Вскоре австрийское войско двинулось на армию Наполеона и поставило ее в критическое положение. Мы не станем входить в подробности успехов и неудач этого великого полководца. При знаменитой Лейпцигской битве, где погиб князь Понятовский, последняя надежда поляков, один из моих двоюродных братьев, полковник П***, был тоже опасно ранен и взят в плен пруссаками. Жена его, женщина очень интересная по своим нравственным качествам, написала императору, прося его разрешить ей отправиться к мужу в Берлин и вернуться с ним в Литву. Государь дал ей аудиенцию и приветливо принял ее. А когда госпожа П***, ободрённая этим успехом, осмелилась просить о снятии секвестра с ее личного имущества, государь прибавил: «А также и с имущества вашего мужа». Вот как он относился к своим подданным, восставшим с оружием в руках! К сожалению, великодушие Александра стало для большинства столь привычным, что не только не вызывало восторга и глубокой благодарности, но принималось как нечто обязательное. Таково вообще человеческое сердце: мало есть таких, для кого признательность не является тяжким бременем. Столь замечательные слова Александра: «Посмотрим, что лучше удастся – внушать страх или любовь», – казалось, с каждым днём оправдывались тем доверием, которое внушал рыцарский характер государя, и присоединением германских сил к русскому войску. Преследуя во главе союзных войск остатки французской армии, собиравшейся перейти Рейн, по берегам которого развевались его торжествующие знамёна, Александр обратился к своим храбрым войскам с приказом, из которого я приведу здесь выдержки, лучше всего характеризующие прекрасную душу этого государя и руководившие им благородные чувства.

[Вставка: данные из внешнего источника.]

PR #247, opened 2026-04-23
ui: add repo filter to Fleet, Traces, Events, and Graph pages

### LINKED ISSUE #245: ui: add repo filter to Fleet, Traces, Events, and Graph pages
## Problem

With multiple repos configured, the Fleet, Traces, Events, and Graph pages become cluttered — everything from every repo mixed together. No way to focus on one repo's activity.

## Fix

Add a repo filter dropdown to the header of:
- **Fleet** — filter agents by repo bindings
- **Traces** — filter spans by repo
- **Events** — filter events by repo
- **Graph** — filter dispatch edges by repo

### UX

- Dropdown in each page header: "All repos" (default) | list of known repos
- Filter selection persisted in localStorage so it sticks across page loads and navigation
- When filtered, only data for the selected repo is shown
- "All repos" shows everything (current behavior)
- Repo list populated from `/repos` endpoint

### Implementation

- Shared `RepoFilter` component with localStorage persistence
- Each page passes the selected repo as a query parameter or filters client-side
- Consider server-side filtering via `?repo=owner/repo` query param on `/traces`, `/events`, `/graph` for efficiency with large datasets

eloylp:
## Summary

- Adds a shared `RepoFilter` component (`src/components/RepoFilter.tsx`) with localStorage persistence (`agents_repo_filter` key) so the selection sticks across page loads and navigation
- Wires the filter into Fleet, Traces, Events, and Graph pages — showing only data for the selected repo, with "All repos" as the default
- Repo list is populated from the `/repos` endpoint; the filter renders nothing if no repos are configured (single-repo setups are unaffected)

«Воины! Доблесть ваша привела вас с берегов Оки к берегам Рейна… Проникнув в глубь нашей империи, неприятель, с которым мы теперь боремся, причинил великие бедствия. Но страшная кара пала на его голову… Гнев Божий разразился над нашими врагами… Не будем подражать им: забудем дела их. Обратимся к Франции не со злобой и местью, – протянем ей руку в залог мира. Для русского слава в том, чтобы победить нападающего на него неприятеля и относиться по-братски к обезоруженному врагу. Исповедуемая нами вера устами самого Бога учит нас любить наших врагов и делать добро тем, кто нас ненавидит. Воины! Я убеждён, что благодаря вашему сдержанному поведению в неприятельской земле, в которую мы вступаем, вы сумеете победить столько же благодаря величию души, как и силе телесной, и. соединив доблесть воина с человеколюбием христианина, вы завершите ваши великие деяния, сохранив ту славу храброго и цивилизованного народа, которую деяния эти упрочили за вами. Я также убеждён, что ваши вожди приложат все старания, чтобы сохранить незапятнанной честь наших войск».
Глава XV
Между тем Наполеон добился от Франции новых жертв.
По требованию его явилось новое войско, но состоящее уже не из мужчин, а из детей, едва умевших владеть оружием, которое им вкладывали в руки. Тем не менее французы, благодаря врождённой им доблести и с помощью остатков старых, искусившихся в бою войск, поддержали своими искусными движениями великие дарования руководившего ими полководца.
Была минута, когда союзные генералы высказались за отступление, представлявшееся им неизбежным. Войска не могли долго продержаться в разорённой стране. Париж и Национальная гвардия проникались воинственным духом, который бы не ослаб и, быть может, погубил бы эту громадную столицу, если б в этих критических обстоятельствах Мария Луиза проявила сильный характер Марии-Терезии.
Император Александр, не разделяя точки зрения своих союзников, убедил их принять своё мнение, а именно, – быстро идти на Париж, в то время как отряд войск будет отвлекать силы Наполеона. В этом плане действий, по мнению самих командовавших генералов, проявился настоящий военный гений, которому по справедливости надо приписать счастливый и блестящий исход кампании.
Между тем как Наполеон завязал борьбу с русским генералом Винцингероде, император Александр двинулся на Париж во главе армии столь сильной, что маршал Мармон не осмелился вступить с ней в сражение и, защищая Париж, подвергнуть громадное его население ужасам разграбления.
Капитуляция Парижа, за которую Наполеон и его сторонники обвиняли маршала в измене, была неизбежной[11]
.На высотах Монмартра Париж с ужасом увидел готовые ринуться на него необозримые войска. Парижане уже не были под влиянием великого национального движения (Мария Луиза с сыном уже покинули Париж). Парижане думали лишь о собственном спасении, и для них Франция и отечество заключались в пределах Парижа.